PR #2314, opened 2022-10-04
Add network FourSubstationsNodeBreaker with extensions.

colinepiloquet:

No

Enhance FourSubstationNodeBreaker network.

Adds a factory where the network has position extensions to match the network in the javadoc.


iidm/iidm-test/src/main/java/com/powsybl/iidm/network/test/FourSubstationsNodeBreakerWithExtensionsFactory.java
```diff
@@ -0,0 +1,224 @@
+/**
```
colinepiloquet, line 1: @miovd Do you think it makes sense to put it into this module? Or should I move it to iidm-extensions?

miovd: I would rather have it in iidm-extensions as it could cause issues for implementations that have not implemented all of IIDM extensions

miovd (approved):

+===+

__EXERCISE BRIEF__: The records shown above are to be copied exactly, every one of them.

__SOLUTION TO THE EXERCISE__:
PR #2314, opened 2022-10-04
Add network FourSubstationsNodeBreaker with extensions.

colinepiloquet:

No

Enhance FourSubstationNodeBreaker network.

Adds a factory where the network has position extensions to match the network in the javadoc.


iidm/iidm-test/src/main/java/com/powsybl/iidm/network/test/FourSubstationsNodeBreakerWithExtensionsFactory.java
```diff
@@ -0,0 +1,224 @@
+/**
```
colinepiloquet, line 1: @miovd Do you think it makes sense to put it into this module? Or should I move it to iidm-extensions?

miovd: I would rather have it in iidm-extensions as it could cause issues for implementations that have not implemented all of IIDM extensions

miovd (approved):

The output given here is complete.